The demo seeds the LOINC vocabulary before loading the PHQ-9 YAML, so every PHQ-9 question resolves a concept_id. The prenatal visit fields have no LOINC codes, so they remain unmapped. Before contributing to a federated network query, inspect which questions would be excluded:

SELECT
    dq.link_id,
    dq.question_text,
    COUNT(*) AS response_count,
    MAX(dq.concept_id) AS concept_id
FROM fact_response fr
JOIN dim_question dq USING (question_id)
GROUP BY dq.link_id, dq.question_text
HAVING MAX(dq.concept_id) IS NULL
ORDER BY response_count DESC;

The omop_unmapped_questions table gives the same list post-refresh and is the recommended pre-export checklist:

SELECT link_id, question_text, source_instrument, response_count
FROM omop_unmapped_questions
ORDER BY response_count DESC;

High response_count on an unmapped question means real data will be silently excluded from any federated query until the mapping is added.

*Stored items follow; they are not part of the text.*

PR #63, opened 2018-01-17
Implement changesets on database level

ikalnytskyi:
Changesets are upcoming feature of XSnippet that allows to track changes
to snippets made by their owners. In order to avoid number of database
migrations, let's move onto new scheme right now and introduce basic
support.

The code is ugly now, yes, but I promise to refactor it in near future!

### DIFF
--- a/tests/resources/test_snippets.py
+++ b/tests/resources/test_snippets.py
@@ -18,13 +18,15 @@ import pytest
 
 
 @pytest.fixture(scope='function')
-def snippets():
+def snippets(db):
     now = datetime.datetime.utcnow().replace(microsecond=0)
     return [
         {
             'id': 1,
             'title': 'snippet #1',
-            'content': 'def foo(): pass',
+            'changesets': [
+                {'content': 'def foo(): pass'},
+            ],
             'syntax': 'python',
             'tags': ['tag_a', 'tag_b'],
             'created_at': now - datetime.timedelta(100),
@@ -33,7 +35,9 @@ def snippets():
         {
             'id': 2,
             'title': 'snippet #2',
-            'content': 'int do_something() {}',
+            'changesets': [
+                {'content': 'int do_something() {}'},
+            ],
             'syntax': 'cpp',
             'tags': ['tag_c'],
             'created_at': now,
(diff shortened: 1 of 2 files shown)


xsnippet/api/services/snippet.py
```diff
@@ -47,23 +47,41 @@ def __init__(self, db):
...
         snippet['id'] = snippet_id
+        snippet['content'] = snippet.pop('changesets', [])[0]['content']
+
         return snippet
 
     async def update(self, snippet):
         now = datetime.datetime.utcnow().replace(microsecond=0)
         snippet['updated_at'] = now
 
+        condition = {'$set': snippet}
```
malor: nit: it's not a condition, it's the `update` parameter - a document that describes what updates must be performed

xsnippet/api/services/snippet.py
```diff
@@ -111,7 +129,11 @@ def __init__(self, db):
             ('created_at', sort['created_at']),
             ('_id', sort['_id']),
         ])
-        return await query.limit(limit).to_list(None)
+
+        snippets = await query.limit(limit).to_list(None)
+        for snippet in snippets:
+            snippet['content'] = snippet.pop('changesets', [])[-1]['content']
```
malor: nit: maybe we should leave this for the API layer, but we can discuss this later, when we actually start using the changesets

tests/resources/test_snippets.py
```diff
@@ -18,13 +18,15 @@
 
 
 @pytest.fixture(scope='function')
-def snippets():
+async def snippets(db):
```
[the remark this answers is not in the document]
ikalnytskyi: It happens due to `pytest-aiohttp` that provides necessary hooks to run this :)

xsnippet/api/services/snippet.py
ikalnytskyi: Will rename

xsnippet/api/services/snippet.py
ikalnytskyi: I was thinking about it and agree it probably would be better this way.. I don't remember why I decided to put it here for now, but I bet there were a reason. I think we will change this place plenty of times while we really start using it :)

Issue #975, opened 2024-10-28
Color, component tech debt


deboer-tim:
### Is your enhancement related to a problem? Please describe

I noticed some minor cleanup that should be done in Tailwind config and Build page.

### Describe the solution you'd like

- Tailwind config has a lot of hard-coded colors, many are already unused and can be removed.
- `<select>` control in the Build page can now be a Dropdown from the UI library.
- `<a>` control on the Build page should be a Link or changed.
- Once these are done, more colors can be removed from Tailwind config.

cdrage:
Also to add:

Specifically these sections too regarding "dropdown": https://github.com/podman-desktop/extension-bootc/blob/f86033d656ae4bb001ae98007249cd57a33c821d/packages/frontend/src/Build.svelte#L912

cdrage:
I see a lot of commits cleaning up the hardcoded colours.

I believe we can close this now as we now rely on PD upstream colour library rather than our hardcoded ones.

PR #1337, opened 2025-02-14
chore: svelte 5 for build, link, markdown

deboer-tim:
### What does this PR do?

Moves some of the core components like Dashboard, Link, and Markdown to Svelte 5. Removed aria-label prop since it is unused.

### Screenshot / video of UI

N/A

Part of #975.

### How to test this PR?

Check UI to make sure no change in behaviour.


packages/frontend/src/lib/Link.svelte
```diff
@@ -19,6 +24,6 @@ async function click(): Promise<void> {
 }
 </script>
 
-<Link title={title} aria-label={$$props['aria-label']} on:click={click}>
-  <slot />
+<Link title={title} on:click={click}>
```
benoitf, line 27: question: where the ariaLabel property went ?

packages/frontend/src/lib/dashboard/Dashboard.svelte
```diff
@@ -66,11 +66,11 @@ onMount(async () => {
 });
 
 // Each time bootcAvailableImages updates, check if 'quay.io/bootc-extension/httpd' is in RepoTags
-$: {
+$effect(() => {
   if (bootcAvailableImages?.some(image => image.RepoTags?.includes(exampleImage))) {
     imageExists = true;
   }
-}
+});
```
benoitf, line 73: imageExists should be a derived state rather than having an effect updating the imageExists state

packages/frontend/src/lib/Link.svelte
deboer-tim: See description - it was totally unused, so I figured there was no point keeping or porting it and easy enough to add back later. If you'd like, I can keep it.

packages/frontend/src/lib/dashboard/Dashboard.svelte
deboer-tim: Good catch, fixed.

benoitf (approved):

packages/frontend/src/lib/Link.svelte
benoitf: yes, it's only that I prefer to have cleanup being a separate operation of migrating a component

cleanup = removing
migrate = translate but no addition/removal

deboer-tim:
Rebased (no merge conflicts, but GitHub doesn't want to merge old branch).

PR #1338, opened 2025-02-14
chore: format vite config

deboer-tim:
### What does this PR do?

Just formats vite config files.

### Screenshot / video of UI

N/A

### What issues does this PR fix or reference?

N/A

### How to test this PR?

N/A

PR #1340, opened 2025-02-16
Switch to biome for formatting

deboer-tim:
### What does this PR do?

From a comment in #1338 - we're missing formatting of config files.

If we're going to fix formatting, I figured we may as well copy from Podman Desktop and upgrade to / align with biome. First commit copies in the biome config and package.json changes, second commit is the first pass running it.

### Screenshot / video of UI

N/A

N/A

### How to test this PR?

PR check.

### DIFF
--- a/package.json
+++ b/package.json
@@ -13,8 +13,8 @@
   "scripts": {
     "build": "concurrently \"cd packages/frontend && npm run build\" \"cd packages/backend && npm run build\"",
     "watch": "concurrently \"cd packages/frontend && npm run watch\" \"cd packages/backend && npm run watch\"",
-    "format:check": "prettier --check \"**/src/**/*.{ts,svelte}\"",
-    "format:fix": "prettier --write \"**/src/**/*.{ts,svelte}\"",
+    "format:check": "biome format",
+    "format:fix": "biome format --write",
     "lint:check": "eslint . --cache",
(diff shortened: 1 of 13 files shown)


benoitf (approved):
FYI biomejs is not formatting the html part of svelte files

if you're ok keeping them unformatted then you're free to go

package.json
```diff
@@ -13,8 +13,8 @@
   "scripts": {
     "build": "concurrently \"cd packages/frontend && npm run build\" \"cd packages/backend && npm run build\"",
     "watch": "concurrently \"cd packages/frontend && npm run watch\" \"cd packages/backend && npm run watch\"",
-    "format:check": "prettier --check \"**/src/**/*.{ts,svelte}\"",
-    "format:fix": "prettier --write \"**/src/**/*.{ts,svelte}\"",
+    "format:check": "biome format",
```
benoitf, line 16: markdown files won't be formatted/checked

benoitf:
note: pr's title is not compliant with conventional commits

feloy (approved):

package.json
deboer-tim: Yes, that's unfortunately. I will likely put up another PR to start using prettier for md the same as podman-desktop repo. (checked the biome roadmap, they're hoping to add md this year but it is well down the list)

In this demo, the 5 prenatal visit questions appear here — their FHIR codings use local codes (ob, midwife, np) rather than LOINC. Adding LOINC or SNOMED codes to the YAML and re-running quickq refresh would move them from unmapped to exported.

Import flags¶

For any session where import_fhir_response encountered an unrecognised answer format or an unresolvable linkId, a row is written to data_quality_flag rather than raising an exception. Check it after any bulk import:

-- Query the OLTP via the ATTACH from the setup at the top of the page
SELECT rule_name, severity, message, COUNT(*) AS n
FROM oltp.data_quality_flag
WHERE is_resolved = 0
GROUP BY rule_name, severity, message
ORDER BY n DESC;

In this demo the table is empty — the synthetic responses were well-formed. In production, common sources of flags are:

FHIR responses from delivery tools that omit optional fields
Responses referencing a questionnaire version that has since been superseded
Answer values outside the declared numeric range for a question

Errata log¶

For documented data quality events — a delivery platform bug, a protocol deviation, a discovered instrument error — use the errata log rather than modifying the underlying responses:

SELECT errata_id, event_type, severity, title,
       affects_session_from, affects_session_to, analyst_guidance
FROM oltp.study_errata_log
WHERE status = 'open'
ORDER BY CASE severity
    WHEN 'critical'      THEN 1
    WHEN 'major'         THEN 2
    WHEN 'minor'         THEN 3
    WHEN 'informational' THEN 4
END;

Errata are preserved across merges — an analyst querying a combined multi-site database sees all site-level errata entries.

For the full errata API and versioning model, see Instrument Versioning & Data Governance.